Léopold mit pied à terre au milieu d’un nid de serpent. Il ne lâcha la bride de sa monture qu’avec appréhension, étonné que les reptiles qui sinuaient entre ses sabots ne l’affolassent pas. Loin de ces considérations, Yue avait vidé les étriers sans la moindre hésitation et se tenait accroupie face à un serpent dont elle caressait les écailles comme à un animal de compagnie.

Halfdan Yggdrasil, quatrième prince de Tjarn et cousin du baron, s’amusait beaucoup du comportement atypique de la fillette.

— Voilà une enfant qui a le cœur intrépide, observa-t-il.

— Tu n’en rirais pas si tu avais eu à l’empêcher de se tuer tous les jours de sa vie depuis près de onze ans.
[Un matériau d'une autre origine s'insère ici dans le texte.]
PR #108, opened 2015-12-12
Accept file or direct variables for inventory, host, group

### LINKED ISSUE #104: Use "@" syntax to denote file name for all variable fields
`Job` launch and `Job Template` actions can accept a file name by starting the string with a `@` character, otherwise, it will take the variables given directly in the command line. Consider the following examples, where both commands pass the extra variable a=5 to the job launch, and a_equals_5.json is a file that contains the same text.

    tower-cli job launch --job-template=5 --extra-vars='@a_equals_5.json'
    tower-cli job launch --job-template=5 --extra-vars='{"a": 5}'

However, some other flags (for variables) can only specify a file. In other words, to set a=5, you have to create a file (such as a_equals_5.json) with that content and use the flag `--variables=@a_equals_5.json'`. These include:

- `--variables` flag on inventory
- `--variables` flag on group
- `--variables` flag on host
- `--source-vars` flag on group and inventory_source

There are several reasons the updated syntax is more usable. Saving a file often constitutes extra legwork and leaves junk lying around. It's also a quick route to passing local environment variables to something that resides in Tower. This would also be easy to implement in the next release.

AlanCoding:
This will allow the `--variables` option on inventory, host, group (and `--source-vars` on group) to retrieve data from a file if it starts with an "@". This PR is mainly doing routing work through the click library capabilities combined with the specific tower-cli architecture. Variables are implemented as a custom type. I wanted to allow multiple flags (like in job and job template), but I couldn't quite work through the technical challenges of doing that. This is still a much more elegant approach than what I have been using, and it shows a minimal footprint on the code for the resources (which is a part of the tower-cli design philosophy).

I need to check back later and audit what's showing for help text, as well as do more testing, so putting the in_progress label on this for now.

Fixes #104

### DIFF
--- a/docs/examples/fake_data_creator.sh
+++ b/docs/examples/fake_data_creator.sh
@@ -106,17 +106,17 @@ tower-cli credential create --name=user2 --username=user2 --password=pass1 --tea
 
 echo "Tower-CLI DATA FAKER: creating inventories and groups"
 # Basic localhost examples
-tower-cli inventory create --name=localhost --description="local machine" --organization=Default --variables="variables.yml"
-tower-cli host create --name="127.0.0.1" --description="the host in localhost" --inventory="localhost" --variables="variables.yml"
+tower-cli inventory create --name=localhost --description="local machine" --organization=Default --variables="@variables.yml"
+tower-cli host create --name="127.0.0.1" --description="the host in localhost" --inventory="localhost" --variables="@variables.yml"
 # Corporate example uses localhost with special vars for testing
-tower-cli inventory create --name=Production --description="Production Machines" --organization="Hyrule Ventures" --variables="variables.yml"
+tower-cli inventory create --name=Production --description="Production Machines" --organization="Hyrule Ventures" --variables="@variables.yml"
 tower-cli group create --name=EC2 --credential="AWS creds" --source=ec2 --description="EC2 hosts" --inventory=Production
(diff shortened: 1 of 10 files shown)


AlanCoding:
For these half-complete features, I wanted to document what remains.

Remains to be done:

- Should have made `--source-vars` on group the `Variable` type as well.
- Allow multiple flags
- More detailed command testing
- Unit tests

The multiple flags feature is the real tricky one here. Click combines multiple flags into a tuple. I looked into it, and it would appear that all we need is to override `type_cast_value` on the Option class.

https://github.com/mitsuhiko/click/blob/6fcda3e5fcddd9001b314e83a1e0546bd22c78c2/click/core.py#L1319

Now, part of the trickery is that our custom types override `click.types.ParamType`, not `click.option`. Even click.option actually comes from a wrapper that lives at `click.decorators.option`. Mucking with click.option is still perfectly fine with me, and this is logical since the combination into a tuple occurs at a lower level than the parameter type definition. But this is still more ambitious than the norm.

Additionally, the ability to provide a custom `Option` class appears to be a specific [feature](https://github.com/mitsuhiko/click/commit/8e2e583694ac0b374a3aa9712e8274ef3519f1d1) of click. So the door is open to overwrite what I'm thinking about, I just have to make sure this is the best practice.

AlanCoding:
Switching this pull request to the release_2.4 feature branch.

PR #110, opened 2015-12-16
Apply variable processing to group, host, and inventory options

### LINKED ISSUE #104: Use "@" syntax to denote file name for all variable fields

AlanCoding:
This replaces Pull #108, and switches it to the feature branch. I believe that linking to the issue will not merge it when this is incorporated into the feature branch, but will close when the feature branch is merged into master. The description is copied from there:

--
This will allow the `--variables` option on inventory, host, group (and `--source-vars` on group) to retrieve data from a file if it starts with an "@". This PR is mainly doing routing work through the click library capabilities combined with the specific tower-cli architecture. Variables are implemented as a custom type. I wanted to allow multiple flags (like in job and job template), but I couldn't quite work through the technical challenges of doing that. This is still a much more elegant approach than what I have been using, and it shows a minimal footprint on the code for the resources (which is a part of the tower-cli design philosophy).

I need to check back later and audit what's showing for help text, as well as do more testing, so putting the in_progress label on this for now.

Fixes #104

### DIFF
--- a/docs/examples/fake_data_creator.sh
+++ b/docs/examples/fake_data_creator.sh
@@ -106,17 +106,17 @@ tower-cli credential create --name=user2 --username=user2 --password=pass1 --tea
 
 echo "Tower-CLI DATA FAKER: creating inventories and groups"
 # Basic localhost examples
-tower-cli inventory create --name=localhost --description="local machine" --organization=Default --variables="variables.yml"
-tower-cli host create --name="127.0.0.1" --description="the host in localhost" --inventory="localhost" --variables="variables.yml"
+tower-cli inventory create --name=localhost --description="local machine" --organization=Default --variables="@variables.yml"
+tower-cli host create --name="127.0.0.1" --description="the host in localhost" --inventory="localhost" --variables="@variables.yml"
 # Corporate example uses localhost with special vars for testing
-tower-cli inventory create --name=Production --description="Production Machines" --organization="Hyrule Ventures" --variables="variables.yml"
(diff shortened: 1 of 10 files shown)


AlanCoding:
This might have to get rolled back. It looks like there might be valid cases where the source_vars might be something like `tag:Name=webservers1`. If that's the case, then this change would prevent some users from being able to use the feature at all.

The custom click.option should probably still stick around. But it needs to be rolled out more cautiously. For the code changes here, we might apply it to 1 or 2 out of the 3 cases of variable-list fields.

PR #118, opened 2015-12-18
Use the variables field type to consolidate code

AlanCoding:
There was a lot of extra legwork being done in the job template that we can now remove with use of the variable type field. This PR removes all those extra methods on job template that we can really do without.


AlanCoding:
This doesn't make as much sense without the other branches before it, so I'm going to close it as I or-orient all the features to master.

PR #127, opened 2016-02-24
Small flake8 fix to make the tests pass again

AlanCoding:
This is a non-functional movement of one line. I hate to make an entire PR out of it, but we need this merged if we want any of the other pull requests to show that they're passing again.

But first, I want to make sure this gets all checks.


anoek:
:+1:

PR #132, opened 2016-03-18
More robust pagination logic

AlanCoding:
This shouldn't affect most users, but if Tower gives a different format for the first page, this will allow it to work correctly. Corresponding test documents the particular case.


jlaska:
@cchurch any thoughts with how the page#1 link differs with more recent versions of Django?

wwitzel3:
Can't speak to the specific Django/DRF issue, but the code and test LGTM :+1:

cchurch:
This change was introduced by updates to Django REST Framework.  Since `/api/v1/whatevers/` and `/api/v1/whatevers/?page=1` are equivalent, I don't see any harm in supporting both.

— Penses-tu ! Je te présenterai mes deux fils, à l’occasion. Ils sont à peine plus vieux que ta pupille et leur jeu préféré consiste à plonger du haut de la tour de guet directement dans les douves de la forteresse. Elle sont bien moins profondes qu’elles en ont l’air et truffées de rochers, au passage.

— N’en parle pas devant elle, tu lui donnerais l’idée d’essayer.

Halfdan pouffa, puis reprit son sérieux en inspectant les environs.

— Ton esclave a été ici, assura-t-il. Ce que je ne m’explique pas, c’est qu’il n’y soit plus, mais que les serpents aient cesser de bouger. Nídhögg ne perd jamais sa cible à moins d’un miracle.

— Quel genre de miracle ?

— Une magie puissante. Au moins Celle d’une valkyrie ou d’un alfe.

Léopold exhala longuement. L’idée d’un nouvel obstacle à franchir l’épuisait d’avance. Il espérait de tout cœur qu’aucune valkyrie n’ait rien à voir dans le miracle soupçonné par son cousin, sachant ce qu’elles représentaient dans le Nord. Elles seraient bien plus difficiles à contrer que des Archivistes.

Halfdan entreprit de réexaminer l’intérieur du cabanon autour duquel les yeux de Nídhögg serpentaient inlassablement. Quant à Léopold, il s’en retourna vers sa pupille.

— Yue ! la héla-t-il.

La fillette vint sans se hâter, sans doute triste de quitter l’animal dangereux avec lequel elle avait commencé à se lier.

— Oui, Monsieur le baron.

— Appelle ton esclave.

Elle prit le temps de l’interroger du regard pour être sûr de l’avoir bien compris. Malgré la présence du quatrième prince, son tuteur lui demandait de se servir de sa voix ; celle dont elle devait cacher l’existence dans la mesure du possible, qu’elle savait à peine articuler consciemment ; celle qu’entendait les chimères et Bard en particulier.

Quoique l’idée ne l’enchanta pas, elle inspira profondément et appela son fabuleux de toute la force de ses poumons.